SLR Consulting is uniquely suited to support mining companies in navigating the new standard, with technical experts in the environmental concerns of the mining industry (including air and water quality, tailings and mine water management, and decommissioning) that can help companies collect site data and implement safer, more responsible mining operations and a global team of sustainability experts that can help companies understand their data gaps and how to compile information and report to the GRI.

Meanwhile social investments by companies can be articulated with confidence through Business for Societal Impact (B4SI), where the SLR-supported team provides the mining industry with a globally- accepted social impact measurement framework and peer benchmarking that alleviates pressure from threats of social washing.

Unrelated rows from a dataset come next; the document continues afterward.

PR #5023, opened 2020-09-30
Update check to use new linkerd-config.values

Pothulapati:
This branch updates the check functionality to read
the new `linkerd-config.values` which contains the full
Values struct showing the current state of the Linkerd
installation. (being added in #5020 )

This is done by adding a new `FetchCurrentConfiguraiton`
which first tries to get the latest, if not falls back
to the older `linkerd-config` protobuf format.`


pkg/healthcheck/healthcheck.go
```diff
@@ -1623,6 +1624,29 @@ func (hc *HealthChecker) checkCertificatesConfig(ctx context.Context) (*tls.Cred
...
+func FetchCurrentConfiguration(ctx context.Context, k kubernetes.Interface, controlPlaneNamespace string) (*corev1.ConfigMap, *l5dcharts.Values, error) {
+
+	// Get the linkerd-config values if present
+	configMap, configPb, err := FetchLinkerdConfigMap(ctx, k, controlPlaneNamespace)
+	if err != nil {
+		return nil, nil, err
+	}
+
+	if rawValues := configMap.Data["values"]; rawValues != "" {
+		var fullValues *l5dcharts.Values
```
adleong, line 1637: should `fullValues` just be a `l5dcharts.Values` instead of a pointer?  I assume that the default value for a pointer is nil, which isn't what we want.

alpeb:
Eager to see `main` merged here to give this a full try :partying_face:

pkg/healthcheck/healthcheck.go
adleong: I'm testing this and it actually seems to work.  But I'm not sure why heh....

adleong (approved):
Other than a pointer which is really confusing me, this all looks great!

alpeb (approved):
LGTM :+1:

adleong (approved):

Issue #5025, opened 2020-09-30
Expose podLabels and podAnnotations as helm chart variables


tustvold:
Most charts expose variables that can be set with arbitrary YAML that gets passed into the labels and annotations block of the pod spec. For example, [here](https://github.com/helm/charts/blob/master/incubator/aws-alb-ingress-controller/templates/deployment.yaml#L21) or [here](https://github.com/helm/charts/blob/master/stable/cluster-autoscaler/templates/deployment.yaml#L25)

My team's log shipping pipeline relies on specific labels to ship logs to the correct location and so this functionality is very important for us, but it also seems to be functionality found in most other charts.

Will shortly submit a corresponding PR for your consideration.

tustvold:
Closed by #5027

PR #5027, opened 2020-09-30
Expose podLabels and podAnnotations in helm chart

tustvold:
Closes (#5025)

I initially considered merging with the existing "partials.proxy.*" - but not only would this have required splitting the matchLabels, but also would have put the value under `.global.proxy` which I thought confusing.


zaharidichev (commented):
Thanks for the PR @tustvold. I think this change can certainly benefit from adding a test for it. Take a look at `TestRenderHelm` for reference

tustvold:
I can't work out why the test is failing in CI, what is actually failing, nor reproduce it locally...

alpeb:
> I can't work out why the test is failing in CI, what is actually failing, nor reproduce it locally...

That was confusing indeed. Turns out that before tests are run, github merges the branch with the `main` branch, so it's not _really_ testing the same code you have here. If you do the merge yourself you'll see that there are other intervening changes that recently got into `main` that require changing the output of the golden file.

cli/cmd/install_helm_test.go
```diff
@@ -43,6 +43,21 @@ tracing:
...
+		addOnConfig := `
+global:
+  podLabels:
+    foo: bar
+    fiz: buz
+  podAnnotations:
+    bingo: bongo
+    asda: fasda
+`
+		chartControlPlane := chartControlPlane(t, ha, addOnConfig, "333", "444")
```
alpeb, line 58: Do you mind changing the naming of `addonConfig` here and the argument name in the `chartControlPlane` function declaration as well, since this doesn't apply specifically to to addon configs, but any kind of `values.yml` config change? Could be named something like `configDelta`...

alpeb (approved):
Thanks @tustvold , this looks good to me :+1: 
The merge conflict looks like an easy fix.

zaharidichev (approved):
Thanks a lot. LGTM!

alpeb:
@tustvold I merged `main` again here using github's UI to solve some new conflicts, but now your new file `install_helm_output_ha_labels.golden` will need to be updated as well and I can't do that. Do you mind addressing that last bit so I can merge and close this PR?

alpeb:
Thanks again @tustvold :+1: 

Have you already received some swag from us? We'd love to send you some, just gotta fill out this [form](https://docs.google.com/forms/d/e/1FAIpQLSdXA7kAl6oyUQ4DFRjiDc2biWlvkhNirrMwsXaQ8V3Uh8Yj5A/viewform) :slightly_smiling_face:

Who does the standard apply to?

GRI specifies that the sector standard applies to the following types of companies and that the standard can be used by any organization in the mining sector, including those involved in:

  1. Exploration, extraction (including quarrying), and primary processing of all types of minerals, metallic and non-metallic, except for oil, gas, and coal.
  2. Support activities for mining, such as transport and storage, when integrated into the mining organization’s core operations.
  3. Supply of specialized products and services to mining organizations, such as those provided by contractors for Engineering, Procurement, and Construction (EPC) and operational activities mentioned above.

What does the new industry standard require?

Because of the innate social and environmental risks associated with mining, GRI outlines specific expectations for the sector. These include sector-agnostic disclosure topics [e.g., greenhouse gas (GHG) emissions, water and effluents, economic impacts] – with additional mining sector recommendations, such as including land use change emissions in Scope 1 emissions and disaggregating community investments by mine site. [3]

The industry standard also includes mining-specific reporting topics, such as tailings management and mitigating risks from operating in conflict zones. Mining companies will also need to report on procedures for mine closure and decommissioning – a critical part of mine sustainability with serious long-term environmental and socioeconomic risks.

How can mining companies prepare?

GRI releases sector standards before they come into effect to allow companies time to collect the right data and identify gaps and potential improvement areas. Here are the next steps mining companies can take to prepare:

Step 1. Manage data collection

Data collection is the first and most important step to understanding the data, identifying performance gaps, and prioritizing areas for improvement. Several companies in the mining industry may have a head start by already complying with existing frameworks such as the Global Industrial Standard on Tailings Management (GISTM)[4] and/or the International Cyanide Code [5], both of which are referenced in the new GRI standard. But translating these internal data collection and reporting frameworks into external GRI reporting standards can be challenging. Companies will also need to coordinate with their financial, risk, and legal teams to understand what can be reported externally and how.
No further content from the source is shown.